■ What to do ■
Write out the records below word for word, please.

[Dataset entries]
○ ○ ○

PR #753, opened 2015-07-13
Always log the ip and mac for the captive portal

jrouzierinverse:
## Description

Always log the ip and mac in the captive portal for everry log entry
## Impacts

Captive portal logging
## NEWS file entries

Enhancements
++++++++++++
- The client's mac and ip address is always logged for every log entry
## Delete branch after merge

NO


jrouzierinverse:
This will add the mac and ip to every line in httpd.portal log entries

You can see the difference here between these two lines.

Jul 12 22:48:44 httpd.portal(3928) ERROR: Can't bind : IO::Socket::INET: connect: Connection refused

Jul 12 22:48:44 httpd.portal(3928) ERROR: [mac:0a:00:27:00:00:00 ip:192.168.56.1] Can't bind : IO::Socket::INET: connect: Connection refused

jrouzierinverse:
Please Review

jrouzierinverse:
We may want to consider this for 5.3.1 but most definitely 5.4.0

This improves logging for the captive portal by allowing use to following a particular mac or ip.

You want to see the activity for a node in the captive portal then just do the following.

```
tail log/packetfence.log | grep mac:01:02:03:04:05:06
```

As this will be done for every log entry there is no longer the need to always add the node or ip in the log entry itself.

lzammit:
Looks good to me, need to be tested.

jrouzierinverse:
Then test it

James Rouzier

julsemaan:
image

PR #2659, opened 2017-09-28
feature/db-max-statement-time

### LINKED ISSUE #2630: Admin: Prevent DB denial of service via queries
As most of the @inverse-inc/packetfence team knows, the admin is home of a lot of CPU and I/O intensive queries that can bring a setup down if the tables grow a lot or have dirty data in them (like Zayme's panties).

An admin requesting to view a report on accounting or more recently searching nodes with doubled locationlog entries results in a long running query. If that admin clicks multiple times on the report or search because its taking too long, then he effectively brings the database down by sending that query multiple times.

We should:

- [ ] Have a timeout (even if its high like 5 minutes) on the admin interface requests so that those long running queries get eventually killed without the need to connect to MySQL and kill the queries manually
- [ ] Establish the acceptable amount of rows in the different tables for proper operation (locationlog, radacct, radacct_log, etc) and warn if it goes beyond that threshold. (*decide if built-into PF or via best practices scripts*)
- [ ] Track **all** the SQL related issues we have in a best-practices script (voip flag not being yes/no, radacct tables containing entries that haven't been closed, etc) so proper actions can be taken
- [ ] Track the current queries running in MySQL and warn when queries have been running longer than for X amount of time

Not sure if we should aim to have this in 7.3 so putting +1 for now and we'll discuss during the next team meeting

jrouzierinverse:
Description
===========
Set a timeout for database queries for the admin

Impacts
=======
The Admin Portal and database connections

Issue
=====
fixes #2630

Delete branch after merge
=========================
NO

NEWS file entries
=================

Enhancements
------------
* Set a timeout for database queries for the admin to avoid long running queries slowing the system.

### DIFF
--- a/lib/pf/WebAPI/InitHandler.pm
+++ b/lib/pf/WebAPI/InitHandler.pm
@@ -60,8 +60,9 @@ sub post_config {
     my ($class, $conf_pool, $log_pool, $temp_pool, $s) = @_;
     pf::StatsD->closeStatsd;
     db_disconnect();
-    preloadSwitches();
+    $class->preloadSwitches();
     pf::CHI->clear_memoized_cache_objects;
+    $class->post_config_hook();
     return Apache2::Const::OK;
 }
 
@@ -75,6 +76,14 @@ sub preloadSwitches {
     my ($class) = @_;
     pf::SwitchFactory->preloadConfiguredModules();
 }
+
+=head2 post_config_hook
+
+post config hook allow child class to add additional actions
+
+=cut
+
+sub post_config_hook { }
 
 =head1 AUTHOR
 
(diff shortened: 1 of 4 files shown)


julsemaan:
Code looks good.

Just before the merge, we'll give it a test in the admin with a low timeout and then its ready for merging

jrouzierinverse:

○ ○ ○

■ Solution ■
PR #753, opened 2015-07-13
Always log the ip and mac for the captive portal

jrouzierinverse:
## Description

Always log the ip and mac in the captive portal for everry log entry
## Impacts

Captive portal logging
## NEWS file entries

Enhancements
++++++++++++
- The client's mac and ip address is always logged for every log entry
## Delete branch after merge

NO


jrouzierinverse:
This will add the mac and ip to every line in httpd.portal log entries

You can see the difference here between these two lines.

Jul 12 22:48:44 httpd.portal(3928) ERROR: Can't bind : IO::Socket::INET: connect: Connection refused

Jul 12 22:48:44 httpd.portal(3928) ERROR: [mac:0a:00:27:00:00:00 ip:192.168.56.1] Can't bind : IO::Socket::INET: connect: Connection refused

jrouzierinverse:
Please Review

jrouzierinverse:
We may want to consider this for 5.3.1 but most definitely 5.4.0

This improves logging for the captive portal by allowing use to following a particular mac or ip.

You want to see the activity for a node in the captive portal then just do the following.

```
tail log/packetfence.log | grep mac:01:02:03:04:05:06
```

As this will be done for every log entry there is no longer the need to always add the node or ip in the log entry itself.

lzammit:
Looks good to me, need to be tested.

jrouzierinverse:
Then test it

James Rouzier

julsemaan:
image

PR #2659, opened 2017-09-28
feature/db-max-statement-time

### LINKED ISSUE #2630: Admin: Prevent DB denial of service via queries
As most of the @inverse-inc/packetfence team knows, the admin is home of a lot of CPU and I/O intensive queries that can bring a setup down if the tables grow a lot or have dirty data in them (like Zayme's panties).

An admin requesting to view a report on accounting or more recently searching nodes with doubled locationlog entries results in a long running query. If that admin clicks multiple times on the report or search because its taking too long, then he effectively brings the database down by sending that query multiple times.

We should:

- [ ] Have a timeout (even if its high like 5 minutes) on the admin interface requests so that those long running queries get eventually killed without the need to connect to MySQL and kill the queries manually
- [ ] Establish the acceptable amount of rows in the different tables for proper operation (locationlog, radacct, radacct_log, etc) and warn if it goes beyond that threshold. (*decide if built-into PF or via best practices scripts*)
- [ ] Track **all** the SQL related issues we have in a best-practices script (voip flag not being yes/no, radacct tables containing entries that haven't been closed, etc) so proper actions can be taken
- [ ] Track the current queries running in MySQL and warn when queries have been running longer than for X amount of time

Not sure if we should aim to have this in 7.3 so putting +1 for now and we'll discuss during the next team meeting

jrouzierinverse:
Description
===========
Set a timeout for database queries for the admin

Impacts
=======
The Admin Portal and database connections

Issue
=====
fixes #2630

Delete branch after merge
=========================
NO

NEWS file entries
=================

Enhancements
------------
* Set a timeout for database queries for the admin to avoid long running queries slowing the system.

### DIFF
--- a/lib/pf/WebAPI/InitHandler.pm
+++ b/lib/pf/WebAPI/InitHandler.pm
@@ -60,8 +60,9 @@ sub post_config {
     my ($class, $conf_pool, $log_pool, $temp_pool, $s) = @_;
     pf::StatsD->closeStatsd;
     db_disconnect();
-    preloadSwitches();
+    $class->preloadSwitches();
     pf::CHI->clear_memoized_cache_objects;
+    $class->post_config_hook();
     return Apache2::Const::OK;
 }
 
@@ -75,6 +76,14 @@ sub preloadSwitches {
     my ($class) = @_;
     pf::SwitchFactory->preloadConfiguredModules();
 }
+
+=head2 post_config_hook
+
+post config hook allow child class to add additional actions
+
+=cut
+
+sub post_config_hook { }
 
 =head1 AUTHOR
 
(diff shortened: 1 of 4 files shown)


julsemaan:
Code looks good.

Just before the merge, we'll give it a test in the admin with a low timeout and then its ready for merging

jrouzierinverse:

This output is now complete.